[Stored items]
((
PR #4406, opened 2021-12-09
Stop using Algolia for all searches

csutter:
- Use `PgSearch` strategy exclusively in `VacancySearch`
- Remove search AB test
- Simplify `VacancySearch` specs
))
• _What the task asks_: Write the entries above out again. Match them exactly.

• _Reply_:
PR #4406, opened 2021-12-09
Stop using Algolia for all searches

csutter:
- Use `PgSearch` strategy exclusively in `VacancySearch`
- Remove search AB test
- Simplify `VacancySearch` specs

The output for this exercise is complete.